Hieruit blijkt buitengewoon duidelijk, hoezeer de geesteswetenschap bevruchtend op het praktische leven werken moet. Wanneer iemand gelijkenissen bedenkt op grond van een materialistische intellectuele beschouwingswijze en deze gelijkenissen dan aan kinderen vertelt, zal hij in de regel zeer weinig indruk maken. Zo iemand moet namelijk die beelden eerst geheel intellectualistisch in elkaar flansen.

Blz. 332  vert. 45/46

Solche Gleichnisse, zu denen man sich selbst erst herabgebändigt hat, wirken nicht über­zeugend auf den, dem man sie mitteilt. Wenn man nämlich in Bildern zu jemand spricht, dann wirkt auf diesen nicht bloß, was man sagt oder zeigt, sondern es geht von dem, der mitteilt, ein feiner geistiger Strom hinüber zu dem, dem die Mitteilung gemacht wird. Wenn der Mitteilende selbst nicht das warme gläubige Gefühl zu seinem Gleichnisse hat, so wird er keinen Eindruck auf den machen, an den er sich richtet. Man muß, um recht zu wirken, eben selbst an seine Gleichnisse als an Wirk­lichkeiten glauben. Das kann man nur, wenn man die geisteswissenschaftliche Gesinnung hat und die Gleichnisse selbst aus der Geisteswissenschaft heraus geboren sind. Der echte Gei­steswissenschafter braucht sich das obige Gleichnis der aus dem Leibe hervorgehenden Seele nicht abzuquälen, denn für  ihn ist es Wahrheit.

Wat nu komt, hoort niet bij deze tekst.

PR #2531, opened 2024-11-21
Add support for Airrobo P20 vacuum

witulu:
This is my first pull request ever! After using your awesome project for some time I discovered that I can integrate my vacuum robot, but it didn't match 100% and was recognised as some other brand vacuum. After some digging and tinkering I was able to create a yaml locally that matches all dps for my vacuum robot.

I hope someone out there has as much fun as I controlling this cheapo vacuum locally without cloud connection.

### DIFF
--- a/custom_components/tuya_local/devices/airrobo_p20_vacuum.yaml
+++ b/custom_components/tuya_local/devices/airrobo_p20_vacuum.yaml
@@ -1,7 +1,7 @@
 name: Robot vacuum
-products:
-  - id: bfdfcf2fc7921635a7v4ko
-    name: Airrobo P20
+# products:
+#  - id: UNKNOWN
+#    name: Airrobo P20
 primary_entity:
   entity: vacuum
   dps:
@@ -83,8 +83,7 @@ primary_entity:
       optional: true
     - id: 104
       type: string
-      name: Serial No
-##########################################################
+      name: serial_number
 secondary_entities:
   - entity: sensor
     class: battery
@@ -258,7 +257,7 @@ secondary_entities:
           - dps_val: italian
             value: italian
   - entity: switch
-    name: Speed Mode
+    name: Quick clean
     category: config
     dps:
       - id: 101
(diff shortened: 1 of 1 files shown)


custom_components/tuya_local/devices/airrobo_p20_vacuum.yaml
```diff
@@ -0,0 +1,289 @@
...
+          - dps_val: spanish
+            value: Spanish
+          - dps_val: italian
+            value: Italian
+  - entity: switch
+    name: Speed Mode
+    category: config
+    dps:
+      - id: 101
+        type: string
```
make-all, line 263: need a `name: switch` in here.

custom_components/tuya_local/devices/airrobo_p20_vacuum.yaml
```diff
@@ -0,0 +1,289 @@
...
+          - dps_val: 4096
+            value: Power lowsp
+          - dps_val: 8192
+            value: Middle sweep stop
+          - dps_val: 16384
+            value: Charging error
+          - dps_val: 32768
+            value: Charging no contact
+  - entity: select
+    name: Language
```
make-all, line 239: use `translaton_key: language` here instead of name, and make all values below lowercase.

custom_components/tuya_local/devices/airrobo_p20_vacuum.yaml
```diff
@@ -0,0 +1,289 @@
...
+    dps:
+      - id: 101
+        type: string
+        name: option
+        mapping:
+          - dps_val: careful_clean
+            value: Careful cleaning
+          - dps_val: speed_clean
+            value: Fast cleaning
+  - entity: sensor
```
make-all, line 281: This should never change, so is probably better as an attribute of the vacuum entity rather than a separate sensor.

custom_components/tuya_local/devices/airrobo_p20_vacuum.yaml
make-all: But I see this is duplicated with the select entity below, so one should be removed (I suspect you may have added the select to get around the switch not working without a dp named switch).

Zulke verzonnen beelden, waartoe men zich met moeite verwaardigd heeft, werken niet overtuigend op kinderen. Wanneer men namelijk in beelden tot iemand spreekt, dan werkt op hem niet alleen wat men zegt of aantoont, maar er gaat van degene, die vertelt, een fijne geestelijke stroom uit naar degeen, die de mededeling ontvangt. Als de verteller zelf niet een warm gevoel heeft voor zijn beeld, als hij niet zelf aan zijn gelijkenis als aan een werkelijkheid gelooft, dan maakt hij geen indruk op zijn toehoorder. De juiste uitwerking heeft het beeld slechts, wanneer het gevormd wordt uit een geesteswetenschappelijke overtuiging, wanneer de gelijkenissen zelf uit de geesteswetenschap voortvloeien. Iemand die de antroposofische inzichten als levende gedachten in zich draagt, behoeft zich niet af te pijnigen om de bovengenoemde gelijkenis van de vrijkomende ziel te vinden, want voor  hem is dit waarheid.

Blz. 333   vert. 46/47

Für ihn ist in dem Hervorgehen des Schmet­terlings aus der Puppe wirklich auf einer niedrigeren Stufe des Naturdaseins derselbe Vorgang gegeben, der auf einer höhe­ren Stufe in höherer Ausbildung sich wiederholt in dem Her­vorgehen der Seele aus dem Leibe. Er glaubt mit voller Kraft selbst daran. Und dieser Glaube strömt wie in geheimnisvollen Strömungen vom Sprechenden zu dem Hörenden hinüber und bewirkt Überzeugung. Unmittelbares Leben gießt sich dann hinüber und herüber vom Erzieher zum Zögling. Aber zu diesem Leben ist eben notwendig, daß der Erzieher aus dem vollen Quell der Geisteswissenschaft heraus schöpft und daß sein Wort und alles was von ihm ausgeht, Empfindung, Wärme und Gefühlsfarbe erhält durch die echte geisteswissenschaftliche
Gesinnung. Eine herrliche Perspektive eröffnet sich damit auf das ganze Erziehungswesen. Wird es sich einmal befruchten lassen von dem Lebensquell der Geisteswissenschaft, dann wird es selbst voll verständnisvollen Lebens sein. Es wird aufhören das Tasten, das auf diesem Gebiete gang und gäbe ist.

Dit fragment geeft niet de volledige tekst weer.